"""

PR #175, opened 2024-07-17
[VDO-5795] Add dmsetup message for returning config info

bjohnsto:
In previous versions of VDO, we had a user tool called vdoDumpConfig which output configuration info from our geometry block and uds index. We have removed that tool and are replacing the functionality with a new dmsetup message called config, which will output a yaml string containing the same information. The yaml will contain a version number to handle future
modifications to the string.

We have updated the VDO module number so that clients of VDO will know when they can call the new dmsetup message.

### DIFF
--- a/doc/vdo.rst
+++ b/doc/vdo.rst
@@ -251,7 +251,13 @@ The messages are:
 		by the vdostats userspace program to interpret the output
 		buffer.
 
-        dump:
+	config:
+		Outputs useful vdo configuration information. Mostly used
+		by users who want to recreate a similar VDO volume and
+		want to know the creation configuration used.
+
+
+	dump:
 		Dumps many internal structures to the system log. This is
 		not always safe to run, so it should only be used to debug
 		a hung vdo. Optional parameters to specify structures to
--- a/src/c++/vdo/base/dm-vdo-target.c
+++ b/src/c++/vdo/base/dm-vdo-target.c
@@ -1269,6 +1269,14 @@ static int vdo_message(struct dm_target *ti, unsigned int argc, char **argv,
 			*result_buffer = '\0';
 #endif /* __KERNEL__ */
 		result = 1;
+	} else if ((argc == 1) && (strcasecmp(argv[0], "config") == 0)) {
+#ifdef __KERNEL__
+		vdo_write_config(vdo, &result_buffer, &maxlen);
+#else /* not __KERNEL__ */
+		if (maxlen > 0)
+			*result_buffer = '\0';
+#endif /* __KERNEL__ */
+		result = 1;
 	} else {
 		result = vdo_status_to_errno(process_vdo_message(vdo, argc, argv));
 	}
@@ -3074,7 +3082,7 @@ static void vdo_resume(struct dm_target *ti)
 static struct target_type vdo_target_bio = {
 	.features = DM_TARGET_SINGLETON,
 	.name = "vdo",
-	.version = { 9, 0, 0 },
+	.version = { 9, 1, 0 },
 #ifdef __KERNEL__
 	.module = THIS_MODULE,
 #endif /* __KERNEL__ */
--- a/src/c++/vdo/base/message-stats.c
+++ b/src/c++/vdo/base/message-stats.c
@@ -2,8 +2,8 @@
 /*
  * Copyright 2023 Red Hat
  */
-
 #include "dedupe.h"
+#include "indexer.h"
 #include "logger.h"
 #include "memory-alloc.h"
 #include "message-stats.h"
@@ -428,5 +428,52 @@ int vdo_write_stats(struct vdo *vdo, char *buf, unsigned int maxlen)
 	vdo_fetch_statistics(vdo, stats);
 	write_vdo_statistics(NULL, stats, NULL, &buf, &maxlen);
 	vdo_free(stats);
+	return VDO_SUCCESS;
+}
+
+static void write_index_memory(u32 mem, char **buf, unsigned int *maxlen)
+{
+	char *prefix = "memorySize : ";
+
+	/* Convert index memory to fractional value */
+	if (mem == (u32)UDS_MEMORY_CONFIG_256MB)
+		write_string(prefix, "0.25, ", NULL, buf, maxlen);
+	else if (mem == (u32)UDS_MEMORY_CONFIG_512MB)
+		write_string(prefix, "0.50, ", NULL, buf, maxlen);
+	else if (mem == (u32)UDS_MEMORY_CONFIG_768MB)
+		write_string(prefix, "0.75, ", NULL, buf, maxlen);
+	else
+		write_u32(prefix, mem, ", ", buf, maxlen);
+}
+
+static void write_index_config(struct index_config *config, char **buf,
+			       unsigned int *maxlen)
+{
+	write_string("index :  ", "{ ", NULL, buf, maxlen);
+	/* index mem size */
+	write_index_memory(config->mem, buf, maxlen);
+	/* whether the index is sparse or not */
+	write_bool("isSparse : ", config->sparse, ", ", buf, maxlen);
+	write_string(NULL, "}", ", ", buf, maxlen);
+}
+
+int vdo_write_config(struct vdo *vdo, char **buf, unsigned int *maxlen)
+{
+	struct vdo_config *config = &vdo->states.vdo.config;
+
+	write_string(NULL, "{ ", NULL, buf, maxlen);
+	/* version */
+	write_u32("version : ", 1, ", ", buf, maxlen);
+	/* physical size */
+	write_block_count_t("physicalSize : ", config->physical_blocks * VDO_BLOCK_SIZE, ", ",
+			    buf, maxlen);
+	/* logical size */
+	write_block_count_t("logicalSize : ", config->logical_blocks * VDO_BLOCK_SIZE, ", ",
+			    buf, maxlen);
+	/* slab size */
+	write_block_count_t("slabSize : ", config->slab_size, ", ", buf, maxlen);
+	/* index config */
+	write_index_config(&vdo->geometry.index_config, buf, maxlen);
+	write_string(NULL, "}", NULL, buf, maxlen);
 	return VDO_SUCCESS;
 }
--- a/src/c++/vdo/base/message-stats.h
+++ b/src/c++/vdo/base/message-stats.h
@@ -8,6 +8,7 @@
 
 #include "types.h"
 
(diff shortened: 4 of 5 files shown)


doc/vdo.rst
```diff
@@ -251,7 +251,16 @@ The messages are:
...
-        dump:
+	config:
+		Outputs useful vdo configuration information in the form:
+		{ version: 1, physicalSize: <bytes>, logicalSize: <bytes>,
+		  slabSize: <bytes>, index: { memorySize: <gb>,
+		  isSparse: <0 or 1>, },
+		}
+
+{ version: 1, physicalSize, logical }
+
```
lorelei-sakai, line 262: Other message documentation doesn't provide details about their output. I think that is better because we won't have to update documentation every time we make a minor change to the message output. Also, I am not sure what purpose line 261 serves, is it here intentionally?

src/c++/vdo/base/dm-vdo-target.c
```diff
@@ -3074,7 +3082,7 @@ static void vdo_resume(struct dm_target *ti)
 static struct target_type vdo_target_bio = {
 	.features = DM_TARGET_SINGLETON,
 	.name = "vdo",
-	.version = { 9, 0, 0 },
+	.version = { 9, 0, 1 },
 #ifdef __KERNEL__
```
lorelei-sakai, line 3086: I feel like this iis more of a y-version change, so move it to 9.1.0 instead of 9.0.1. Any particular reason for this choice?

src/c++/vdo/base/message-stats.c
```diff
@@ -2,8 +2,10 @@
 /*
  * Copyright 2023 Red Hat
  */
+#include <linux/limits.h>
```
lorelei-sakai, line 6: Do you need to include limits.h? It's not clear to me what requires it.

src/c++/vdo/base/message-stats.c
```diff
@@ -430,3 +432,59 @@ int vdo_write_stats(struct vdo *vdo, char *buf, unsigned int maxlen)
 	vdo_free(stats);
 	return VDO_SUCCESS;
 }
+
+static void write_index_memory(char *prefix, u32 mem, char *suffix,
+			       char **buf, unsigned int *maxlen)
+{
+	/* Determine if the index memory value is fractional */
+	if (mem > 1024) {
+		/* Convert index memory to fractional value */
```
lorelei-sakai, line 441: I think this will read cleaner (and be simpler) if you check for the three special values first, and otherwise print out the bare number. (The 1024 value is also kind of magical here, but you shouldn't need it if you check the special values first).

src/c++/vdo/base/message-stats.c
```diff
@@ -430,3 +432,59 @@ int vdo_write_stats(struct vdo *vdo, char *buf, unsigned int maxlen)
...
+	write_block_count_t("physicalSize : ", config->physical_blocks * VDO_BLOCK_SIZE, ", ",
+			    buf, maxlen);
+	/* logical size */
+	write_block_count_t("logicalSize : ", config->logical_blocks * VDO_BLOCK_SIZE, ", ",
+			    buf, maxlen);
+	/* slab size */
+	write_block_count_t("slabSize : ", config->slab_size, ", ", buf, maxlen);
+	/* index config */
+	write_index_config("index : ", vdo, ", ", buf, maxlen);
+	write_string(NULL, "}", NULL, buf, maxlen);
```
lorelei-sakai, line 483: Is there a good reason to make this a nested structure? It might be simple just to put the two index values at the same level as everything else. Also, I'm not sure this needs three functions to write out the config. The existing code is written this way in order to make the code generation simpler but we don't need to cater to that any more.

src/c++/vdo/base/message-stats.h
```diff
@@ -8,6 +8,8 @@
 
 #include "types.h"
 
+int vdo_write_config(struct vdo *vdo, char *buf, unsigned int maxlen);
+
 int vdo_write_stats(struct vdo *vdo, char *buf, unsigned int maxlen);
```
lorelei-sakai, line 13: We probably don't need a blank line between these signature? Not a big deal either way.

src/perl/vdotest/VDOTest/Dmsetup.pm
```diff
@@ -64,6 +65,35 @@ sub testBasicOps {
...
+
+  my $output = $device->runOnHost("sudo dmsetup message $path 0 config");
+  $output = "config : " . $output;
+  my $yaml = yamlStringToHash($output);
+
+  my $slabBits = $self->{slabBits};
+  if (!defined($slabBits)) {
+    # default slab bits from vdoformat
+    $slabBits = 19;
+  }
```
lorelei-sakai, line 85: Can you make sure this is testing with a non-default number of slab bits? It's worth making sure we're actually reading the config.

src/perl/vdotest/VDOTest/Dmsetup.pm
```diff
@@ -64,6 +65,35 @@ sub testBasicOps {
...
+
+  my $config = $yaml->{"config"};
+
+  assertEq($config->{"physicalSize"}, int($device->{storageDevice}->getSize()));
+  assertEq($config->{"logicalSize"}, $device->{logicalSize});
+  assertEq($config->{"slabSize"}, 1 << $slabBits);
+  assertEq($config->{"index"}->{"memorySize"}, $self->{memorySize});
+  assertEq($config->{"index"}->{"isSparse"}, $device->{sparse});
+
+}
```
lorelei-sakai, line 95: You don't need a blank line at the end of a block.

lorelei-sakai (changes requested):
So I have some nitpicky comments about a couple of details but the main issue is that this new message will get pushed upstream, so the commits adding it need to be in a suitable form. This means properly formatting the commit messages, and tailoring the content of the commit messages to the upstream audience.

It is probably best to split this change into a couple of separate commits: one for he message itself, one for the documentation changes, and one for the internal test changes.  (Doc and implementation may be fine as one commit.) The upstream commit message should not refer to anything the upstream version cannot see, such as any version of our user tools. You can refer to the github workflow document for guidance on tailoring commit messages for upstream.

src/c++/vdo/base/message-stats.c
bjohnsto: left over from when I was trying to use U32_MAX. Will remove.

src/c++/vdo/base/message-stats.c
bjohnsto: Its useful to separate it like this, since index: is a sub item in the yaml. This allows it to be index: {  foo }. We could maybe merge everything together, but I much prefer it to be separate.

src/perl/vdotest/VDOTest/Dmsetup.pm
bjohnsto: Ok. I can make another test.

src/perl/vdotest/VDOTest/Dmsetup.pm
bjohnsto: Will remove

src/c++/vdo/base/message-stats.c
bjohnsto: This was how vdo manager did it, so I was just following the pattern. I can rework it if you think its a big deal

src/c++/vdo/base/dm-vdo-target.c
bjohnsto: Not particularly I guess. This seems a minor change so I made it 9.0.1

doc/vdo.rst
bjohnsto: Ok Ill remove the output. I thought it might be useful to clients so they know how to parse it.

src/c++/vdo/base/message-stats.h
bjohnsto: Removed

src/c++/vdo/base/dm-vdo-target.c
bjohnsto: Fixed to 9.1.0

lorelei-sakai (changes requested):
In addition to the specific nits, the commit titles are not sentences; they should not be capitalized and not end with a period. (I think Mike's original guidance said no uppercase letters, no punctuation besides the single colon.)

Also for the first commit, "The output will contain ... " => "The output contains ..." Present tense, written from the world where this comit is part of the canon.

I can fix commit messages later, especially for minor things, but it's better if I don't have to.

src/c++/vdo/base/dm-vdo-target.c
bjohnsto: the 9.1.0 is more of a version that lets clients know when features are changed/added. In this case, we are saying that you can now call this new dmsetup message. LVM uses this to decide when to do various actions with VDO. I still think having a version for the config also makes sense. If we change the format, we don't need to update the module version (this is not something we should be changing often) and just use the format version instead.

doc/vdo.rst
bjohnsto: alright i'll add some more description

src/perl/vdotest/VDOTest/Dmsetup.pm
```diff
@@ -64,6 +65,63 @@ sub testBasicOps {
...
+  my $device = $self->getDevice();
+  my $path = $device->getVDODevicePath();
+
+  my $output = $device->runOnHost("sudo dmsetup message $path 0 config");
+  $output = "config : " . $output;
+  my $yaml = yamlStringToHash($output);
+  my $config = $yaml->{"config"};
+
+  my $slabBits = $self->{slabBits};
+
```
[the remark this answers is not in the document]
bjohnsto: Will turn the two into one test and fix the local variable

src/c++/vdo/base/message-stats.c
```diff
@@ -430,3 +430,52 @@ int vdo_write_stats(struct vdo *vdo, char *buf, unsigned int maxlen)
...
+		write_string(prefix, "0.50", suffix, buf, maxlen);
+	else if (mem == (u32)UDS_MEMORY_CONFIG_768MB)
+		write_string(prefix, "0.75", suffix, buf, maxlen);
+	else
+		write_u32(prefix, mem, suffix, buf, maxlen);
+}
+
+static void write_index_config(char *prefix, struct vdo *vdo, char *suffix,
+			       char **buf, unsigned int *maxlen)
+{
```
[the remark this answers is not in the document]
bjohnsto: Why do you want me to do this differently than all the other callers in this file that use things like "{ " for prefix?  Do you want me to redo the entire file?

"""

**Task directions:** Each line above that contains "assertEq" counts once; report the resulting number and nothing else.

**Exercise answer:** 5